Pelatih Timnas Portugal, Roberto Martinez, memberikan apresiasi tinggi terhadap kinerja Video Assistant Referee (VAR) dalam laga sengit melawan Kroasia di babak 32 besar Piala Dunia 2026. Martinez menegaskan bahwa kemenangan tipis 2-1 yang diraih timnya di Stadion Toronto, Kanada, murni hasil kerja keras dan bukan karena faktor keberuntungan wasit.
Pertandingan ini mencatatkan sejarah baru dalam turnamen sepak bola paling bergengsi di dunia tersebut. Untuk pertama kalinya, terdapat empat gol yang dianulir dalam satu pertandingan akibat intervensi teknologi asisten video wasit.
Kroasia menjadi pihak yang paling dirugikan setelah tiga gol mereka dibatalkan oleh perangkat pertandingan. Di sisi lain, satu gol milik kapten Portugal, Cristiano Ronaldo, juga mengalami nasib serupa karena dianggap tidak sah oleh VAR.

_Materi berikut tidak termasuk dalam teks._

PR #589, opened 2016-09-21
fixes #588 invalid setting for redshift

### LINKED ISSUE #588: pgcli v1.2.0 not working for redshift
Introduced by https://github.com/dbcli/pgcli/commit/3f310f5070d45852afda29ed50ba656ff1cb7465#diff-8859be39408e4fbeea82b923784d9e65R163

```
> select current_setting('is_superuser')::bool
cannot cast type text to boolean
```

Leaving away the cast

```
> select current_setting('is_superuser')
must be superuser to examine "is_superuser"
```

Which I'm guessing means I'm not a superuser :-)

mbarkhau:


mbarkhau:
I wonder if amazon would be willing

mbarkhau:
Closed and reopend to trigger flaky travis build again.

amjith:
I will try and review this later today. Sorry things are a little bit tight
on the homefront.

pgcli/pgexecute.py
```diff
@@ -186,7 +185,9 @@ def connect(self, database=None, user=None, password=None, host=None,
 
             cursor = conn.cursor()
 
-        superuser = self._select_one(cursor, "select current_setting('is_superuser')::bool")[0]
+        cursor.execute("SHOW ALL")
```
amjith: This seems such a broad stroke to check whether it is a super user or not. Are you sure there isn't a simpler way to do this?

Does `select current_setting('is_superuser')` not work in redshift? I thought the only issue in redshift is the typecasting of that value to bool.

mbarkhau: My thinking was, if we're going to get the database settings, we might as well just get them all and get it over with, in the future maybe somebody wants to examine some other setting and it'll already be there.

Yes it does actually throw the error `must be superuser to examine "is_superuser"` on redshift, which unfortunately means that the current version on pypi is broken for redshift users.

mbarkhau: There might be a simpler way. For example, if we're on redshift, just assume is_superuser is False.

amjith: Not a big fan assuming that super user is false for redshift. 

I think it makes sense to get all of the config vars if we decide to use it in the future. I'm satisfied. 👍

amjith:
I've tested this on a non-redshift db and it works fine. 

Thanks for the PR. 🚀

Drama Menit Akhir dan Teknologi Snick-o-Meter
Momen paling dramatis terjadi pada masa injury time, tepatnya di menit ke-103, saat Josko Gvardiol mencetak gol yang dianggap sebagai penyeimbang. Namun, kegembiraan skuad Kroasia sirna setelah teknologi snick-o-meter mendeteksi adanya sentuhan sangat tipis pada bola yang menyebabkan posisi offside.
Berkat dianulirnya gol tersebut, Portugal berhasil mempertahankan keunggulan dan memastikan diri lolos ke babak 16 besar. Roberto Martinez menyatakan bahwa meskipun ia menghormati semangat juang Kroasia, semua keputusan wasit dalam laga itu sudah benar.
Pernyataan Roberto Martinez mengenai penggunaan teknologi dalam pertandingan:
- Bola resmi yang digunakan saat ini sudah dilengkapi dengan cip khusus untuk akurasi data yang tinggi.
- Alasan di balik setiap intervensi VAR terlihat sangat jelas dan dapat dipertanggungjawabkan secara teknis.
- Keputusan penalti yang diberikan untuk Portugal merupakan keputusan yang bersih dan tepat.
- Hasil akhir pertandingan murni ditentukan oleh keadilan di lapangan, bukan karena faktor keberuntungan salah satu tim.
Martinez menambahkan bahwa sangat disayangkan salah satu tim hebat harus tersingkir dalam drama tersebut. Namun, ia menekankan bahwa integritas pertandingan tetap terjaga berkat bantuan teknologi modern yang minim kesalahan.
Rekor Cristiano Ronaldo dan Pertemuan dengan Spanyol
Kemenangan Portugal juga diwarnai dengan pencapaian gemilang Cristiano Ronaldo yang kini telah menginjak usia 41 tahun. Ronaldo resmi menjadi pemain tertua yang mampu mencetak gol di fase gugur Piala Dunia melalui eksekusi penalti yang tenang.
Setelah pertandingan usai, suasana haru menyelimuti lapangan saat Ronaldo menghampiri mantan rekan setimnya, Luka Modric. Gelandang veteran Kroasia tersebut diprediksi akan segera mengakhiri karier internasionalnya setelah kekalahan menyakitkan ini.
Berikut adalah ringkasan singkat mengenai jalannya pertandingan antara Portugal melawan Kroasia:
| Kategori | Detail Informasi |
|---|---|
| Skor Akhir | Portugal 2-1 Kroasia |
| Lokasi Pertandingan | Stadion Toronto, Kanada |
| Gol yang Dianulir | 4 Gol (3 Kroasia, 1 Portugal) |
| Pencetak Gol Penentu | Cristiano Ronaldo (Penalti) |
| Lawan Berikutnya | Spanyol (Babak 16 Besar) |
Tabel di atas merangkum poin-poin penting dari laga penuh drama yang membawa Portugal melaju ke fase berikutnya. Kemenangan ini sekaligus mengukuhkan posisi Portugal sebagai salah satu kandidat kuat di sisa turnamen.
Kini, Portugal bersiap menghadapi tantangan besar di babak 16 besar melawan Spanyol. Tim Matador sendiri melangkah ke fase gugur dengan modal kepercayaan diri tinggi setelah menundukkan Austria dengan skor telak 3-0.